Entro na pensão determinado. Um dia tinha de o fazer, e apesar do frio, hoje é o dia: tenho de lavar roupa. Olho à minha volta e encontro um balde e alguidar. Essa parte está tratada. Agora é encontrar um sitio para pendurar abrigado da chuva. Saio para a varanda e encontro o cordel. No entanto está suficiente laço para se colar à parede, algo que teria de solucionar. Vou à mochila, e tiro do meu saco “macgyver” o cordel que trouxe comigo. Nó para aqui, ajuste para ali e em três tempos tenho o cordel da roupa bem esticado. Depois é altura da árdua tarefa. Faço-a com um sorriso no rosto.

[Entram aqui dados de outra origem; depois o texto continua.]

PR #558, opened 2023-09-22
 fixed bug with scalar JSONB arguments wrongly interpreted as array

deem0n:
Hi, we are switching from plv8 2.x to 3.x and have found a bug caused by JSONB_DIRECT_CONVERSION.

How to reproduce:

```
mi=> CREATE OR REPLACE FUNCTION jsonb_cat(data jsonb) RETURNS jsonb LANGUAGE plv8 AS
$$  return data; $$;

mi=> SELECT jsonb_cat(to_jsonb('"asd"'::TEXT));
 jsonb_cat
-----------
 ["asd"]
(1 row)

mi=> SELECT jsonb_cat(to_jsonb(1::INT));
 jsonb_cat
-----------
 [1]
(1 row)

mi=> SELECT jsonb_cat(to_jsonb(false::BOOL));
 jsonb_cat
-----------
 [false]
(1 row)
```

We expect scalar JSON value returned, not array. Obvious fix is provided. Thanks for plv8, it is a joy!

### DIFF
--- a/Makefile
+++ b/Makefile
@@ -62,7 +62,7 @@ endif
 
 DATA = $(PLV8_DATA)
 DATA_built = plv8.sql
-REGRESS = init-extension plv8 plv8-errors inline json startup_pre startup varparam json_conv \
+REGRESS = init-extension plv8 plv8-errors scalar_args inline json startup_pre startup varparam json_conv \
 		  jsonb_conv window guc es6 arraybuffer composites currentresource startup_perms bytea find_function_perms \
 		  memory_limits reset show array_spread regression procedure
 
--- a/expected/scalar_args.out
+++ b/expected/scalar_args.out
@@ -1,0 +1,59 @@
+CREATE OR REPLACE FUNCTION jsonb_scalar_cat(data jsonb) RETURNS jsonb LANGUAGE plv8 AS
+$$ plv8.elog(NOTICE, 'arg = ' + JSON.stringify(data));  return data; $$;
+SELECT jsonb_scalar_cat(to_jsonb('asd'::TEXT));
+NOTICE:  arg = "asd"
+ jsonb_scalar_cat 
+------------------
+ "asd"
+(1 row)
+
+SELECT jsonb_scalar_cat(to_jsonb(19450509::INT));
+NOTICE:  arg = 19450509
+ jsonb_scalar_cat 
+------------------
+ 19450509
+(1 row)
+
+SELECT jsonb_scalar_cat(to_jsonb(false::BOOL));
+NOTICE:  arg = false
+ jsonb_scalar_cat 
+------------------
+ false
+(1 row)
+
+SELECT jsonb_scalar_cat('{"key":[null, true, false, 19450509, "string"]}'::JSONB);
+NOTICE:  arg = {"key":[null,true,false,19450509,"string"]}
+                 jsonb_scalar_cat                 
+--------------------------------------------------
+ {"key": [null, true, false, 19450509, "string"]}
+(1 row)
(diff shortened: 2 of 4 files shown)


JerrySievert:
thanks for the PR!

can you please add a couple of tests (feel free to create a new `sql/` and `expected/` file) to help validate this in the future?

deem0n:
Hi, yep tests are on the way. But I found that return value is also converted to array, not only input args.

```sql
CREATE OR REPLACE FUNCTION jsonb_cat(data jsonb) RETURNS jsonb LANGUAGE plv8 AS
$$  return 'str'; $$;
CREATE FUNCTION
contrib_regression=# select jsonb_cat('[]'::JSONB);
 jsonb_cat
-----------
 ["str"]
(1 row)
```

Expecting just scalar "str"...

Can you point me to the file/function  where we can fix this? Any hint?

deem0n:
Hi, I found [place](https://github.com/plv8/plv8/blob/f23425b5115203d7b339123d5088bf82bfff51cc/plv8_type.cc#L543) where we can fix return values. Last thing is to handle null JSONB values. I will post PR soon.

deem0n:
While I've been fixing the input/output scalar bug, introduced with JSONB_DIRECT_CONVERSION I found 2 gotchas:

1. In versions without JSONB_DIRECT_CONVERSION (2.x & 3.x) it is not possible to correctly return scalar string from the v8 engine!

```sql
CREATE OR REPLACE FUNCTION jsonb_glitch1()
 RETURNS jsonb
 LANGUAGE plv8
AS $$ return "glitch"; $$;

select jsonb_glitch1();
ERROR:  invalid input syntax for type json
DETAIL:  Token "glitch" is invalid.
CONTEXT:  JSON data, line 1: glitch


CREATE OR REPLACE FUNCTION jsonb_glitch2()
 RETURNS jsonb
 LANGUAGE plv8
AS $$ return '"glitch"'; $$;

select jsonb_glitch2();
 jsonb_glitch2
---------------
 "glitch"
(1 row)
```

With extra quotes you still can return scalar strings, but that looks ugly. I'm surprised it was not discovered/fixed for a long time, but hopefully everybody passing arrays and objects around and nobody cares about scalars ;-)

Anyway version 3 with JSONB_DIRECT_CONVERSION has fixed it, so `jsonb_glitch1()` works and returns string as expected. `jsonb_glitch2()` returns `"\"glitch\""` and that is correct.

2. JSON null handling is interesting. `null` is one of the supported scalar values in JSON, so it might be useful to return it as JSON scalar null, not SQL NULL. We have `undefined` in JavaScript and that is not supported by JSON as scalar value. So we can use `undefined` to return SQL NULL.

Version 3 (with fixes from this PR) can accept both nulls as input scalars:

```
contrib_regression=# SELECT jsonb_scalar_cat('null'::JSONB);
NOTICE:  arg = null
 jsonb_scalar_cat
------------------

(1 row)

contrib_regression=# SELECT jsonb_scalar_cat(NULL::JSONB);
NOTICE:  arg = null
 jsonb_scalar_cat
------------------

(1 row)
```
Input SQL NULL might be interpreted as `undefined` though.

Possible change:

JavaScript return    | SQL receive | Proposed 
-------------------|-------------|-----------
  return null;            |  NULL           |  'null'::JSONB or 'null'::JSON
  return undefined; |  NULL           |  NULL

Proposed changes is one line fix and I can do another PR if desired.

JerrySievert:
thanks much for the contribution - sorry it took so long to merge!  I will also look at back porting this to the 3.1 branch.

Passo o resto do dia na pensão. Esta parece um abrigo de viajantes perdidos no deserto. Tem um charme difícil de explicar. Um empregado turco que fala pouco inglês e mal te liga. Um sistema de self service de bebidas em que somos nós que apontamos o que consumimos num papel disponível ao lado do frigorifico. E uma dessarrumação que nos faz sentir em nossa casa. Não sei o que é, mas gosto.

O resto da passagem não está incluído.